[pdal] About litree filter output: "PDAL: All points collinear"

Wed Dec 28 10:44:57 PST 2022

> On Dec 27, 2022, at 9:28 PM, Ulises Ibarra <ulisesmartinibarra at gmail.com> wrote:
> 
> In total I have 47 scans of that piece of rainforest. A question: What do you think about the processing time of a large file that contains the 47 scans: Could it take 24 hours X 47 files = 1128 hours?

The AWS spot rate for a c7g.2xlarge in the Oregon region is $0.142. That's 8 cpus and 16gb of RAM. Naively splitting your 1128 compute hours over that (1128/8 * 0.142) brings up a total cost of $20.002 

PDAL purposefully does not split up data and try to internally optimize the computing of pipelines because they are extremely sensitive to the various filters and their configurations.
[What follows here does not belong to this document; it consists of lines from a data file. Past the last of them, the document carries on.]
PR #535, opened 2026-05-15
gh-510: Method sigma8_0 failing on repeated calls for HMemu perturbations

### LINKED ISSUE #510: Method sigma8_0 failing on repeated calls for HMemu perturbations
### ⚠️🐛 Bug Summary

The method self.sigma8_0() for class HMemuNonLinearPerturbations contains the following lines:

```
self.sigma8_0, _ = HM2020_emu.get_sigma8(**self.params_hm_emu)
return self.sigma8_0[0]
```

This only works fine when self.sigma8_0() is called the first time. When called a second time, self.sigma8_0 has been overwritten by an array and self.sigma8_0() leads to an error, see screenshot. Moreover, the function self.sigma8_0() is currently missing in the _linear_ perturbations class, HMemuLinearPerturbations. 

I suggest to:
- Replace self.sigma8_0 by self.sigma8 in the two lines above, to avoid overwriting the method by an array.
- Copy the (corrected) implementation for self.sigma8_0() as well into the linear perturbations class. 

### 🔗 Optional: Additional Context

Image

### LINKED ISSUE #575: Mismatch in length of growth rate array when calculating the RSD window function
### ⚠️🐛 Bug Summary

I have encountered the following error while testing the `include_rsd = True` option for [gh-139](https://github.com/cloe-org/cloelike/pull/140) in cloelike: 

`ValueError: operands could not be broadcast together with shapes (1,100) (1,101)`

When calculating the RSD window function, the length of the growth rate array `f` is 1 element too large compared to the `H` array, see also attached screenshot. The error seems to arise from the fact that the Hmemu perturbations class adds `z=0 `to the `self.z` array (if not already included in `redshifts` when initialising the perturbations object), resulting in the growth rate getting one extra entry. More precisely, the following seems to happen:

1. In `angular_two_point.py`, the function `_growth_rate_on_grid` is used to calculate `f`
2. The function `_growth_rate_on_grid` calls the function `perturbations.growth_rate()`
3. For the (linear or non-linear) HMemu perturbations class, the function `self.growth_rate()` evaluates the growth rate on the `self.z` grid.
4. `self.z` has been created through `self.z = ensure_z_zero_included(redshifts[redshifts <= redshift_max])`. This adds one extra element if zero was not initially included (which is the case for the array `myz = np.linspace(1e-4, 3.0, 100)` used in the playground example notebooks as well as in the unit tests). 
5. The `f` array then has length `len(redshifts)+1`, leading to the error message.

I’m not sure what the best fix to this is, options could be the following:
1. Modify the function `_growth_rate_on_grid()` in `angular_two_point.py`, e.g. such that it compares indices of `zs_target` and `self.perturbations.z`, and picks out the indices of `f_raw` accordingly.
2. Modify the function `growth_rate()` within the HMemu perturbations classes (and check if similar modifications are necessary for other perturbations classes).

### 🔗 Optional: Additional Context

Image

NastassiaG:
### ✅ Summary

This PR modifies the `self.sigma8_0()` method in `HMemuNonLinearPerturbations` to avoid failure on repeated calls. It is also adding the same method to `HMemuLinearPerturbations`, where it is currently missing.

### 🔄 Changes

- `HMemuNonLinearPerturbations`: Renaming the instance attribute `self.sigma8_0` assigned inside the method `self.sigma8_0()` to `self.sigma8`; this avoids the method being shadowed by an array (causing failure on repeated calls).
- `HMemuLinearPerturbations`: Implementing the missing `self.sigma8_0()` method by reusing the updated implementation from the nonlinear perturbations class.

### 🛠 How to Test

1. Create instances of both `HMemuLinearPerturbations` and `HMemuNonLinearPerturbations`.
2. Verify that the `sigma8_0()` method exists for both instances. 
3. Verify that, upon repeated calls, it yields the expected result with no exceptions raised.

See also screenshots below. 

### 📝 Documentation

### 🏗 Related Issues

Resolves #510 and #575

**Before implementing changes:**

Bildschirmfoto 2026-05-01 um 15 18 45

**After implementing changes:**

Bildschirmfoto 2026-05-15 um 09 22 46


gcanasherrera:
Hi @NastassiaG,

I was unable to reproduce your original reported bug, really. I've been running chains with this implementation for months now. Before we proceed with the review, could you specify a bit more what the issue could potentially be?

NastassiaG:
Hi @gcanasherrera sorry for my very late reply. I've recently made a clean installation in a new environment, and still see the same error: `nonlinear_perturbations_emu.sigma8_0()` works the first time it is called, but fails on the second call (the method overwrites itself with an array). 

When running chains, you will most likely only call `sigma8_0()` once per perturbation instance, which is why you might never run into this issue. Nevertheless, renaming the `self.sigma8_0` array inside the `sigma8_0() `method to just `self.sigma8` would be safer to avoid any issues (and also more accurate, since that array contains a range of sigma8 values, not just the one at z=0).

Please let me know if you need any further checks or clarifications from my side.

gcanasherrera:
@raphkou could you review and investigate this PR?

raphkou:
Hello @NastassiaG, thanks a lot for the PR! I was able to reproduce the bug and test your fix. Could you just update the branch with latest main before I merge it?

Many thanks!

NastassiaG:
Hi @raphkou this should be ready to merge now, please let me know if you need anything else from my side!

NastassiaG:
Hi @raphkou just following up on the discussion on #575 . I can modify the function to remove the reassignment of `self.params_hm_emu["z"]`. Do I understand correctly that this also makes the `max_len` part (including the for loop) unnecessary?

raphkou:
Hi @NastassiaG, yes indeed the whole loop becomes unnecessary since we do not change the size of the redshift array anymore. Thanks for your help!

NastassiaG:
@raphkou I've removed the respective lines, let me know if anything else is needed!

raphkou (approved):

raphkou:
@all-contributors please add @NastassiaG for bug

It is on users to divide and conquer on their own with PDAL. For filters.litree, that means breaking the data up and trying to find the filters.sample.radius setting that gives you good enough results without blowing up memory or computation time.

Your pipeline with filters.litree is obviously not very efficient, but the cost in effort to optimize it for one-time compute jobs far outstrips the cost of parallelizing the computation in the cloud somewhere and being done with it. That math obviously changes if you need to process the entire rainforest with filters.litree :)

Howard